Ich heiße Brian, nach Brian Lara, dem Kricketstar aus Trinidad, dessen Riesen-Fan mein Vater war, aber alle nennen mich Bob, wegen Bob Marley, wegen der Frisur, die ich mit vierzehn hatte.
„Das waren keine normalen Rassisten. Das waren Sadisten“, sagt der Typ im Strahlenschutzanzug.
„Was zum Teufel wären denn wohl normale Rassisten?“ knurrt Kopper.
„Und danke!“
„Kannste noch?“
Ich rieche ein Gemisch aus Zahnproblemen und abgestandenem Filterkaffee. Der Aufnahmeleiter beugt sich ganz nah über mich. „Nur noch ein paar Details, dann bist du abgedreht. Die Maske nochmal. Bitte!“
„Zum tausendsten Mal: Anja. Ich heiße AANNJJAA!“
„Ist ja gut. Für mich seid Ihr eben die Maske. Da, das Blut am Mund bröselt weg. Und der Bluterguss für die Nahe noch mal schön. Bitte.“
Anja duftet nach Dr. Hauschka Rosenöl. Das kenn ich gut von Atsuko, die jetzt in Bologna nach Rosen duftet.
„So, Süßer, jetzt machen wir dich noch mal schön.“ Ihre Hände riechen nach was Medizinischem. Sie hat ein tolles Dekolleté und lächelt vor sich hin, während sie mit einem feinen Pinsel eine Linie aus Kunstblut von meinem linken Mundwinkel zum Kinn zieht. „So, jetzt noch ein bisschen Hämatom… Kai, wie lange liegt der noch mal hier? Schon grün oder noch rot-blau?“
„Grün passt!“
„Ein Jammer. Du hast so eine leckere Hautfarbe. Wie Haselnussnougat. Dass einer das nicht mögen kann…“
„So’n hübscher Kerl“ sagt sie im Weggehen.
„Ich wusste ja gar nicht, dass du auf Schokocrossies stehst. So, jetzt noch einmal alle Konzentration … und bitte.“
Augen auf, Atmen einstellen. Ich denke an Ella, meine Kindergartenfreundin. „Warum siehst du aus wie Schokolade? Schmeckt das auch nach Schokolade, wenn ich an dir lecke?“ Ellas Zunge an meinem Unterarm, den ich ihr hingestreckt habe.

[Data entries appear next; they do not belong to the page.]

PR #492, opened 2021-06-15
utils: add ability to extend inline symbol data

teleaziz:
This makes it easy to SSR inlined symbols on headless sites

### DIFF
--- a/packages/utils/package-lock.json
+++ b/packages/utils/package-lock.json
@@ -1,6 +1,6 @@
 {
   "name": "@builder.io/utils",
-  "version": "1.0.3",
+  "version": "1.0.4",
   "lockfileVersion": 1,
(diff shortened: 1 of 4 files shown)


steve8708:
Don't inline symbols already SSR? If the data is fetched correctly this should already work

teleaziz:
@steve8708 the case this solves is when the inlined symbol relies on services passed through the context prop:

for example a product box that takes the handle as input would fetch the product object using context.productsService:

```
state.productObject = await context.productsService.getProductByHandle( state.productHandle);
```

with this update I can change it to read the value from the immediately available object which will fix ssr :

```
state.productObject = state.initialState?.product || await ...
```

steve8708 (approved):

PR #498, opened 2021-07-06
[commerce-plugin-tools]:  Wait for user initialized before accessing organization settings

teleaziz:


packages/commerce-plugin-tools/package.json
```diff
@@ -1,6 +1,6 @@
 {
   "name": "@builder.io/commerce-plugin-tools",
-  "version": "0.2.1-2",
+  "version": "0.2.1-3",
```
mandx, line 3: This is a breaking change of the public API, we could follow Semver and bump the leftmost nonzero digit in the version string.

teleaziz:
Closing this issue, false positive, it was missing because of a user misconfigured externals

PR #504, opened 2021-07-20
fix(Video): hide child div container if no children

ca136:
This was covering the video controls preventing the user from interacting with the video.


ca136:
It's been a while since I worked with SDKs, so I haven't had a chance to test this yet.

mandx (approved):

steve8708:
@ca136 merge?

PR #539, opened 2021-08-19
add number field max,min,step to Input interface

teleaziz:


mrkoreye (approved):
It would be good to update the doc here to include this: https://www.builder.io/c/docs/custom-react-components#:~:text=the%20schema%20of%20inputs%20is%20as%20follows

PR #563, opened 2021-09-16
React native video component

steve8708:


package.json
```diff
@@ -46,6 +46,7 @@
     "lint:fix": "prettier --write '**/*.{js,jsx,ts,tsx}'"
   },
   "dependencies": {
+    "@types/react-native-video": "^5.0.9",
```
teleaziz, line 49: was this meant to be on the top level package.json

teleaziz (approved):

package.json
steve8708: doh no :D thanks for catching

„Wenn man sich vorstellt, was der alles hinter sich gebracht hat, um hierher zu kommen.“
„Mann Lena, nicht so sentimental. Dort hätte ihn der Bürgerkrieg gemeuchelt, hier sind’s die Nazis.“
„Ja, und? Macht das die Sache irgendwie besser?“
„Und danke!“
„Alex?“
„Wir haben alles.“
„Helge?“
„Alles bestens.“
„So Süßer, du darfst dein kuscheliges Lager verlassen.“
Anja streckt mir eine Hand entgegen und zieht mich hoch. Ich ziehe erstmal die Jeans hoch. Anja legt mir eine Decke um. Ich versuche zu lächeln. Die Schminke reißt.
Hier oben riecht es anders.
Nach frischem Holz, und ein bisschen nach Dr.Hauschka-Rosenöl.